** Opening RECORDED DATA block **

Issue #1820, opened 2021-04-17
io tests fail on pg 9.5


wolfgangwalther:
I just noticed that our io tests currently fail on pg 9.5.

`postgrest-with-postgresql-9.5 postgrest-test-io` returns:

```
test/io-tests/test_io.py::test_read_db_setting FAILED
test/io-tests/test_io.py::test_db_schema_notify_reload FAILED
test/io-tests/test_io.py::test_max_rows_reload FAILED
test/io-tests/test_io.py::test_max_rows_notify_reload FAILED
test/io-tests/test_io.py::test_invalid_role_claim_key_notify_reload FAILED
```

We are not running the io tests against all PG versions in CI right now - that's something we should maybe do.

PG 9.5 had its final relese February 11, 2021, and is not supported upstream anymore - but we still do. My idea was to remove 9.5 support after our next release.

In that case, we'd need to fix those tests now, to make sure everything still works with 9.5. However, I don't know whether it's worth it - should we just drop PG 9.5 right away? @steve-chavez WDYT?

steve-chavez:
This happens because `current_setting(name, bool)` is not available on [pg 9.5](https://www.postgresql.org/docs/9.5/functions-admin.html). Only `current_setting(name)` is available there.

Those python errors are `PostgrestTimedOut` because they keep trying to request the root endpoint until it responds with 200 but it never does(keeps 404ing). pre-request also has the same issue.

https://github.com/PostgREST/postgrest/blob/915d568257b00f66efe6815b00fc8bc93ec9ce3e/test/fixtures/roles.sql#L18-L20

https://github.com/PostgREST/postgrest/blob/915d568257b00f66efe6815b00fc8bc93ec9ce3e/test/fixtures/schema.sql#L1633-L1655

https://github.com/PostgREST/postgrest/blob/915d568257b00f66efe6815b00fc8bc93ec9ce3e/test/fixtures/schema.sql#L1826-L1831

steve-chavez:
I think we could fix this by just using the `current_setting(name)` variant. Not sure if it's worth it though, if we're going to drop 9.5 anyway.

wolfgangwalther:
So this is just a problem with our test-cases, but if a user on 9.5 would use `current_setting` correctly, they'd have no problem?

Then I suggest we just leave as-is, drop 9.5 after the next release - and then add the io tests with all pg versions into CI.

steve-chavez:
[...]

PR #1896, opened 2021-07-14
Update nixpkgs, static-haskell-nix and use GHC 8.10.4

monacoremo:
Time to upgrade nixpkgs again. @nh2 did amazing work that makes this possible, thanks a million! 

* [x] Upgrade `nixpkgs` to a version that includes https://github.com/NixOS/nixpkgs/pull/129289`
* [x] Fix linting errors from new hlint version
* [x] Fix io-tests after change in the `jwt` Python module API
* [x] Revive Postgres 9.5 as it dropped out of support and was removed from nixpkgs
* [x] Upgrade `static-haskell-nix`, leveraging https://github.com/nh2/static-haskell-nix/pull/98
* [x] Set our Nix setup to use GHC 8.10.4 (`hsie` to follow later due to changes in the GHC API)
* [x] Upgrade `stackage` to LTS 18.2 with GHC 8.10.4


nh2:
Let me know if you encounter any problems.

monacoremo:
> Let me know if you encounter any problems.

Thank you @nh2! Seems to work perfectly. Only slight hiccup: The statically built executable was no longer stripped by default, which was easily fixed with a `lib.doStrip`. Are you aware whether that was an intended change somewhere in the Nix Haskell packages or static-haskell-nix?

nix/overlays/postgresql-legacy.nix
```diff
@@ -0,0 +1,20 @@
+self: super:
+# Overlay that adds legacy versions of PostgreSQL that are supported by
+# PostgREST.
+{
+  # PostgreSQL 9.5 was removed from Nixpkgs with
+  # https://github.com/NixOS/nixpkgs/commit/72ab382fb6b729b0d654f2c03f5eb25b39f11fbb
+  # We pin its parent commit to get the last version that was available.
+  postgresql_9_5 =
```
wolfgangwalther, line 8: Not sure if we need that - we agreed in #1820 to remove 9.5 soon anyway.

This boils down to whether we'll release v8 before merging this here or after.

@steve-chavez WDYT? How close are we do getting v8 ready docs-wise?

test/io-tests/test_io.py
```diff
@@ -207,7 +207,7 @@ def authheader(token):
 
 def jwtauthheader(claim, secret):
     "Authorization header with signed JWT."
-    return authheader(jwt.encode(claim, secret).decode("utf-8"))
+    return authheader(jwt.encode(claim, secret))
```
wolfgangwalther, line 210: Is this change related to the other changes?

wolfgangwalther (approved):
I didn't check the changes to the patches for other nix packages - those are over my head ;).

test/io-tests/test_io.py
monacoremo: Yes, the API of the Python jwt module changed with the newer version in the updated nixpkgs, returning a string instead of bytes: https://pyjwt.readthedocs.io/en/latest/changelog.html#jwt-encode-return-type

nix/overlays/postgresql-legacy.nix
monacoremo: Suggest that we merge this before, as we'll bake the latest 13.3 Postgres bindings into the static executable that way (not that there is anything critical there, but can't hurt: https://www.postgresql.org/docs/release/13.3/).

In any case, I would also keep this file around, with commented out content if it's not needed right now - we'll need it now and again later.

steve-chavez: Hey guys, good to see you back!

> This boils down to whether we'll release v8 before merging this here or after.

I don't see a problem with removing 9.5 after v8, so we can merge this.

> How close are we do getting v8 ready docs-wise?

@wolfgangwalther There's still work to be done in the docs. Me and @laurenceisla thought it'd be better to tag/release v8 with just the CHANGELOG in the github release(next week tops, after finishing the last breaking change https://github.com/PostgREST/postgrest/issues/1643) - and once that's done we can take a bit more time with finishing the v8 docs.

steve-chavez (approved):

nh2:
> The statically built executable was no longer stripped by default, which was easily fixed with a `lib.doStrip`. Are you aware whether that was an intended change somewhere in the Nix Haskell packages or static-haskell-nix?

@monacoremo Yes, that is this issue that made `strip` 300x on `.a` files:

https://github.com/nh2/static-haskell-nix/pull/98/commits/da452685fc7c5742c45cec3386631782884fa006

So I enabled `dontStrip` for all `.a` files to not make the build take insanely long. Your approach to strip your final executable as desired is correct.

I have already landed a fix for the 300x slowdown on nixpkgs `staging`, but I'm considering to keep the `dontStrip = true;` the default, so that people can decide at the very end whether they prefer small executable sizes, increased debuggability by keeping debug symbols. Still on the fence which way to go, as I haven't tried GHC's DWARF support for a while.

nh2:
@monacoremo I've pushed another update that should make `doStrip` unneccessary:

https://github.com/nh2/static-haskell-nix/pull/98/commits/cdc1a9a36add24fac3b98e32b03e0e3c41bd17ee

But your approach here is also fine.

monacoremo:
> @monacoremo I've pushed another update that should make `doStrip` unneccessary:
> 
> [nh2/static-haskell-nix@cdc1a9a](https://github.com/nh2/static-haskell-nix/commit/cdc1a9a36add24fac3b98e32b03e0e3c41bd17ee)

Your fix worked perfectly @nh2, many thanks! Again, amazing work on fixing musl GHC with all those interlinked issues that cropped up.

** Closing RECORDED DATA block **

## WORK TO BE COMPLETED
Where a line in the entries holds "into", copy that line.

## WRITTEN RESPONSE
Then I suggest we just leave as-is, drop 9.5 after the next release - and then add the io tests with all pg versions into CI.
monacoremo: Suggest that we merge this before, as we'll bake the latest 13.3 Postgres bindings into the static executable that way (not that there is anything critical there, but can't hurt: https://www.postgresql.org/docs/release/13.3/).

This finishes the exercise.